- Born: Bernard Fiifi Abban 31 March 1989 (age 37) Accra, Greater Accra Region, Ghana
- Genres: Reggae, Dancehall, Afrobeats
- Occupations: Singer; Songwriter; Performer;
- Instrument: Vocals
- Years active: 2010–present

= Abban (musician) =

Bernard Fiifi Abban (born 31 March 1989), ABBAN is a Reggae singer and songwriter from Ghana, West Africa. He deals in different genres of music ranging from Lovers Rock, Root Culture, Hip Life, Reggae, Dancehall.

Abban graduated from Christian Methodist Senior High School in 2008 and proceeded to Jayee University College where he became the entertainment committee president.

==Early life==

Abban started his music career recording on riddim instrumentals.
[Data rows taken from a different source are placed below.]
PR #1812, opened 2025-10-31
feat(install.d): skip if initrd_generator is unset

bdrung:
## Changes

The Dracut 12-uefi and 43-kernel-install test cases fail on Debian/Ubuntu. dracut-core ships
`/usr/lib/kernel/install.d/50-dracut.install` which generates an initrd in `KERNEL_INSTALL_STAGING_AREA`.
`/usr/lib/kernel/install.d/55-initrd.install` (from the systemd package) then links to the initrd in /boot. This results in two initrd being included in the UKI and the content of later one overwrites the former one.

`/usr/lib/kernel/install.d/55-initrd.install` should only act if there is no initrd generator configured, but it needs to know when dracut is the initrd generator.

Be more explicit by changing the kernel-install hooks to only act if the initrd generator is set to dracut. But also ship a configuration snippet that sets the initrd generator to dracut.

Bug-Debian: https://bugs.debian.org/1117563

## Checklist
- [x] I have tested it locally in combination with https://salsa.debian.org/systemd-team/systemd/-/merge_requests/295

Fixes #

### DIFF
--- a/Makefile
+++ b/Makefile
@@ -269,6 +269,8 @@ endif
 ifeq ($(enable_dracut_cpio),yes)
 	install -m 0755 dracut-cpio $(DESTDIR)$(pkglibdir)/dracut-cpio
 endif
+	mkdir -p $(DESTDIR)${prefix}/lib/kernel/install.conf.d
+	install -m 0644 install.conf.d/50-dracut.conf $(DESTDIR)${prefix}/lib/kernel/install.conf.d/50-dracut.conf
 	mkdir -p $(DESTDIR)${prefix}/lib/kernel/install.d
 	install -m 0755 install.d/50-dracut.install $(DESTDIR)${prefix}/lib/kernel/install.d/50-dracut.install
 	install -m 0755 install.d/51-dracut-rescue.install $(DESTDIR)${prefix}/lib/kernel/install.d/51-dracut-rescue.install
--- a/install.conf.d/50-dracut.conf
+++ b/install.conf.d/50-dracut.conf
@@ -1,0 +1,1 @@
+initrd_generator=dracut
--- a/install.d/50-dracut.install
+++ b/install.d/50-dracut.install
@@ -16,7 +16,7 @@ if [[ "$KERNEL_INSTALL_IMAGE_TYPE" = "uki" ]]; then
     exit 0
 fi
 
-if [[ "${KERNEL_INSTALL_INITRD_GENERATOR:-dracut}" = "dracut" ]]; then
+if [[ "${KERNEL_INSTALL_INITRD_GENERATOR-}" = "dracut" ]]; then
     # We are the initrd generator
     IMAGE="initrd"
     UEFI_OPTS="--no-uefi"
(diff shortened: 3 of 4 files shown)


bdrung:
And I found this in https://github.com/systemd/mkosi/blob/main/mkosi.conf:
```
RemoveFiles=
[...]
        # The dracut install plugin doesn't honor KERNEL_INSTALL_INITRD_GENERATOR.
        /usr/lib/kernel/install.d/50-dracut.install
```

Conan-Kudo:
So honoring the flag seems to be the correct fix, not making it so the flag is mandatory.

Conan-Kudo:
> > Where does this file come from? It doesn't exist in other distros' systemd/systemd-udev packages. And I didn't see it in the upstream sources. If this is a Debian-specific file, then it needs to be fixed.
> 
> Yes. It is Debian-specific: https://salsa.debian.org/systemd-team/systemd/-/blob/debian/master/debian/extra/kernel-install.d/55-initrd.install
> 
> This hook is silenced when `KERNEL_INSTALL_INITRD_GENERATOR` is set. How else should it behave in case we do not use this PR?

Your hook is wrong. It should not fire unless something configures to enable it. You've basically made it do the wrong thing by default.

Nowa-Ammerlaan:
In Gentoo I have worked around this by doing two things:
- I added a hook that enforces layout, initrd_generator, and uki_generator to be set, else it exits and complains to the user.
- I added "none" as a recognised setting for folks who explicitly do not want an initrd/uki generator.

It is completely unclear what should happen if the setting is empty, as is also demonstrated by the discussion here. Hence it is undefined behaviour. I do not like having our users systems rely on undefined behaviour because it may randomly change and break, hence I opted to explicitly forbid this. The default for the initrd/uki generator setting is thus "none" instead of empty. I made that change a long time ago after I found that many users were confused when they found that dracut was always being run when it was installed even if it was not actually enabled via install.conf.

dalto8:
It doesn't seem like sensible behavior for dracut by default to require setting a variable to use dracut.  In addition to not liking it from a design perspective, I don't like the fact that we are potentially creating a situation where no initrd at all would be created.

Having multiple initrd generators installed is an edge case to begin with.  That being said, if a user does want this for some reason, systemd/kernel-install already provides a mechanism to inhibit the running of an install script via a drop-in.

dalto8:
> Can you point to documentation for that?

It is detailed in the man page for kernel-install

> kernel-install will run the executable files ("plugins") located in the directory /usr/lib/kernel/install.d/ and the local administration directory /etc/kernel/install.d/. All files are collectively sorted and executed in lexical order, regardless of the directory in which they live. However, files with identical filenames replace each other. Files in /etc/kernel/install.d/ take precedence over files with the same name in /usr/lib/kernel/install.d/. This can be used to override a system-supplied executables with a local file if needed; a symbolic link in /etc/kernel/install.d/ with the same name as an executable in /usr/lib/kernel/install.d/, pointing to /dev/null, disables the executable entirely. Executables must have the extension ".install"; other extensions are ignored.

Nowa-Ammerlaan:
> > ```
> > * I added "none" as a recognised setting for folks who explicitly do not want an initrd/uki generator.
> > ```
> 
> Can we have this upstreamed?

It's something I do in the ebuild, not sure if/how this could be upstreamed. We would probably have to patch kernel-install itself.

-> https://github.com/projg2/installkernel-gentoo/blob/d446bcb43c6ed1bab39a8d2f7ad752f65be4e4fe/installkernel-9999.ebuild#L151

In March 2018, he rebranded from Da Governor to Abban and signed under the auspices of Irie Ites Studio.

He dropped his first reggae single Agoro which won him massive audience and recognition in the Ghana music industry.

=== Rising to popularity ===

Under Irie Ites Studios, Abban launched a campaigned against drug abuse to educate the youth on the effect of drug menace. He was supported by Stonebwoy, Patoranking and Ras Kuuku.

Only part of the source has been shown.